What you have to do:
Repeat each record below exactly as it is written.

Data listing:
Issue #125, opened 2016-06-27
Missing constructors


davidagold:
On latest master:

``` julia
julia> Array{Int}()
0-dimensional Array{Int64,0}:
4642688496

julia> NullableArray{Int}()
ERROR: MethodError: no method matching NullableArrays.NullableArray{Int64,N}()
 in eval(::Module, ::Any) at ./boot.jl:234
 in macro expansion at ./REPL.jl:92 [inlined]
 in (::Base.REPL.##1#2{Base.REPL.REPLBackend})() at ./event.jl:46

julia> NullableArray{Int}(5)
ERROR: MethodError: Cannot `convert` an object of type Int64 to an object of type NullableArrays.NullableArray{Int64,N}
This may have arisen from a call to the constructor NullableArrays.NullableArray{Int64,N}(...),
since type constructors fall back to convert methods.
 in NullableArrays.NullableArray{Int64,N}(::Int64) at ./sysimg.jl:63
 in eval(::Module, ::Any) at ./boot.jl:234
 in macro expansion at ./REPL.jl:92 [inlined]
 in (::Base.REPL.##1#2{Base.REPL.REPLBackend})() at ./event.jl:46
```

quinnj:
Just ran into this myself. +1

Issue #124, opened 2016-06-27
Error showing empty NullableArrays


davidagold:
On version `0.5.0-dev+4925`, with current NullableArrays master:

``` julia
julia> NullableArray{Int,0}()
0-dimensional NullableArrays.NullableArray{Int64,0}:
Error showing value of type NullableArrays.NullableArray{Int64,0}:
ERROR: StackOverflowError:
 in indexed_next(::Tuple{Symbol,Bool}, ::Int64, ::Int64) at ./tuple.jl:33
 in #IOContext#154(::Array{Any,1}, ::Type{T}, ::IOContext{Base.Terminals.TTYTerminal}) at ./show.jl:36
 in (::Core.#kw#Type)(::Array{Any,1}, ::Type{IOContext}, ::IOContext{Base.Terminals.TTYTerminal}) at ./null:0
 in showarray(::IOContext{Base.Terminals.TTYTerminal}, ::NullableArrays.NullableArray{Int64,0}) at ./show.jl:1544
 in show(::IOContext{Base.Terminals.TTYTerminal}, ::NullableArrays.NullableArray{Int64,0}) at ./show.jl:1537
 in showarray(::IOContext{Base.Terminals.TTYTerminal}, ::NullableArrays.NullableArray{Int64,0}) at ./show.jl:1557
 in show(::IOContext{Base.Terminals.TTYTerminal}, ::NullableArrays.NullableArray{Int64,0}) at ./show.jl:1537
...
```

Response box:
Issue #125, opened 2016-06-27
Missing constructors


davidagold:
On latest master:

``` julia
julia> Array{Int}()
0-dimensional Array{Int64,0}:
4642688496

julia> NullableArray{Int}()
ERROR: MethodError: no method matching NullableArrays.NullableArray{Int64,N}()
 in eval(::Module, ::Any) at ./boot.jl:234
 in macro expansion at ./REPL.jl:92 [inlined]
 in (::Base.REPL.##1#2{Base.REPL.REPLBackend})() at ./event.jl:46

julia> NullableArray{Int}(5)
ERROR: MethodError: Cannot `convert` an object of type Int64 to an object of type NullableArrays.NullableArray{Int64,N}
This may have arisen from a call to the constructor NullableArrays.NullableArray{Int64,N}(...),
since type constructors fall back to convert methods.
 in NullableArrays.NullableArray{Int64,N}(::Int64) at ./sysimg.jl:63
 in eval(::Module, ::Any) at ./boot.jl:234
 in macro expansion at ./REPL.jl:92 [inlined]
 in (::Base.REPL.##1#2{Base.REPL.REPLBackend})() at ./event.jl:46
```

quinnj:
Just ran into this myself. +1

Issue #124, opened 2016-06-27
Error showing empty NullableArrays


davidagold:
On version `0.5.0-dev+4925`, with current NullableArrays master:

``` julia
julia> NullableArray{Int,0}()
0-dimensional NullableArrays.NullableArray{Int64,0}:
Error showing value of type NullableArrays.NullableArray{Int64,0}:
ERROR: StackOverflowError:
 in indexed_next(::Tuple{Symbol,Bool}, ::Int64, ::Int64) at ./tuple.jl:33
 in #IOContext#154(::Array{Any,1}, ::Type{T}, ::IOContext{Base.Terminals.TTYTerminal}) at ./show.jl:36
 in (::Core.#kw#Type)(::Array{Any,1}, ::Type{IOContext}, ::IOContext{Base.Terminals.TTYTerminal}) at ./null:0
 in showarray(::IOContext{Base.Terminals.TTYTerminal}, ::NullableArrays.NullableArray{Int64,0}) at ./show.jl:1544
 in show(::IOContext{Base.Terminals.TTYTerminal}, ::NullableArrays.NullableArray{Int64,0}) at ./show.jl:1537
 in showarray(::IOContext{Base.Terminals.TTYTerminal}, ::NullableArrays.NullableArray{Int64,0}) at ./show.jl:1557
 in show(::IOContext{Base.Terminals.TTYTerminal}, ::NullableArrays.NullableArray{Int64,0}) at ./show.jl:1537
...
```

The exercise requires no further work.